**Saved entries:**
- - - -

Issue #364, opened 2021-11-15
Implement italic, bold, etc. rendering


osa1:
https://github.com/osa1/tiny/blob/b7094c927e4e238ba427dfda25479d24bbd62619/crates/libtiny_tui/src/msg_area/line.rs#L115-L121

We recently implemented parsing IRC format characters for bold, italic, underline, strikethrough, and monospace, but we currently ignore them. xterm and xterm-compatible terminals have control characters for these (except monospace, as all text is monospace in most terminals), so we should update termbox first to allow rendering bold, italic etc. then use it in TUI.

zschaffer:
I set up the ability for termbox to render out the incoming IRC format codes. Next up would be adding in a way for tiny users to format their own messages. Unsure what the best way to implement this on the client side is.

Could use `*word*`, `_word_` etc and then strip the format characters or have a /bold word /unbold sort of command structure.

osa1:
@zschaffer I'm also not sure what would be the best way of allowing italic, bold etc. input. I like the Markdown syntax that you show, but we should provide a way to actually send star, underscore etc. instead of making the text bold or italic.

Rendering these and allowing tiny to send formatted text are separate features and don't need to be merged together. If you implemented rendering part send a PR and I will review & merge. 🙂

trevarj:
I like the markdown syntax too, and maybe we can have a config that can be toggled with `/formatting` or something. 

Will this work with [the current standard](https://modern.ircdocs.horse/formatting.html#client-behaviour)?

osa1:
> Will this work with [the current standard](https://modern.ircdocs.horse/formatting.html#client-behaviour)?

Yes, we parse the codes listed there. ([source](https://github.com/osa1/tiny/blob/master/crates/libtiny_wire/src/formatting.rs))

PR #401, opened 2023-01-17
add formatting to termbox, render in tui (#364)

zschaffer:
added a fn for Line that updates its current style, OR'ing it with the attribute you want to set.

Had to add a few more bitmasks for Italic and Strikethrough as well.

This setup allows attributes to 'stack' easily, ie: receiving a message that's both bold and italic will show properly.

image


osa1 (approved):
Looks great, thanks!

PR #410, opened 2023-08-04
Support tiny commands in keymap config

### LINKED ISSUE #403: String input key binding
Currently, there is a key action `input: CHAR` which adds the `CHAR` to input area when triggered. However, I would like to be able to input a list of chars (aka string) so that I could use, for example, `ctrl_l` to send `/clear`, or `ctrl_d` to send `/close`. I see no way to do this with actions available at the moment, but it does not seem to be hard to implement

nate-sys:
Allows the user to specify a config of this sort:
```yaml
key_map:
  ctrl_d:
    run_command: quit
```

Fixes #403

### DIFF
--- a/crates/libtiny_tui/src/key_map.rs
+++ b/crates/libtiny_tui/src/key_map.rs
@@ -368,10 +368,9 @@ fn deser_keymap() {
         .insert(Key::Ctrl('a'), KeyAction::InputMoveCursStart);
     expect.0.insert(Key::Ctrl('e'), KeyAction::TabGoto('1'));
     expect.0.insert(Key::Char('a'), KeyAction::Input('b'));
-    expect.0.insert(
-        Key::Char('b'),
-        KeyAction::RunCommand("clear".to_string()),
-    );
+    expect
+        .0
+        .insert(Key::Char('b'), KeyAction::RunCommand("clear".to_string()));
 
     let key_map: KeyMap = serde_yaml::from_str(s).unwrap();
     assert_eq!(expect, key_map);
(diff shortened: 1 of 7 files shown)


crates/libtiny_tui/src/key_map.rs
```diff
@@ -357,13 +359,19 @@ fn deser_keymap() {
       tab_goto: 1
     a: 
       input: b
+    b:
+      run_irc_command: clear
```
osa1, line 363: I think this may be confused with actual IRC commands like PRIVMSG, QUIT, JOIN etc.

I suggest just "command".

crates/libtiny_tui/src/key_map.rs
```diff
@@ -31,6 +31,7 @@ pub(crate) enum KeyAction {
     MessagesScrollBottom,
 
     Input(char),
+    RunIrcCommand(String),
```
osa1, line 34: As mentioned in my other comment, the name is confusing. I suggest we just call this "Command".

osa1 (commented):
Thanks! Code looks great. Added some inline comments regarding naming.

crates/libtiny_tui/src/key_map.rs
nate-sys: Right. Will fix.

crates/libtiny_tui/src/key_map.rs
```diff
@@ -357,13 +359,18 @@ fn deser_keymap() {
       tab_goto: 1
     a: 
       input: b
+    b:
+      run_command: clear
```
osa1, line 363: I'd drop "run" as well as there's nothing else you can do with a command other than to run, so it's not helpful.

I'll do it after the merge.

osa1 (approved):
Thanks again!

PR #411, opened 2023-08-07
Replace clap with a simple hand-written arg parser

osa1:
clap is too heavyweight for what tiny needs. Replacing it with a simple hand-written parser reduces debug binary sizes a constant 14 MiB (!), and release binary sizes ~400 KiB.

- Default build, debug:
  - Before: 73M
  - After: 59M
  - Diff: -14M, -29%

- Default build, release:
  - Before: 6.4M
  - After: 6.0M
  - Diff: -0.4M, -6%

- Native TLS build, release:
  - Before: 4.6M
  - After: 4.2M
  - Diff: -0.4M, -8%

Also saves ~10s build time and ~3s `cargo check` time.

Error messages and the help message is copied from what clap printed and modified.

### DIFF
--- a/Cargo.lock
+++ b/Cargo.lock
@@ -155,17 +155,6 @@ source = "registry+https://github.com/rust-lang/crates.io-index"
 checksum = "1181e1e0d1fce796a03db1ae795d67167da795f9cf4a39c37589e85ef57f26d3"
 
 [[package]]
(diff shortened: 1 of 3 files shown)


ddiss:
:partying_face: thanks a lot for keeping tiny tiny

- - - -

**Work required:**
Nothing but the lines from the one with "- Before: 4.6M" through the final line of the data belongs in the answer, and they must match exactly.

**Answer below:**
  - Before: 4.6M
  - After: 4.2M
  - Diff: -0.4M, -8%

Also saves ~10s build time and ~3s `cargo check` time.

Error messages and the help message is copied from what clap printed and modified.

### DIFF
--- a/Cargo.lock
+++ b/Cargo.lock
@@ -155,17 +155,6 @@ source = "registry+https://github.com/rust-lang/crates.io-index"
 checksum = "1181e1e0d1fce796a03db1ae795d67167da795f9cf4a39c37589e85ef57f26d3"
 
 [[package]]
(diff shortened: 1 of 3 files shown)


ddiss:
:partying_face: thanks a lot for keeping tiny tiny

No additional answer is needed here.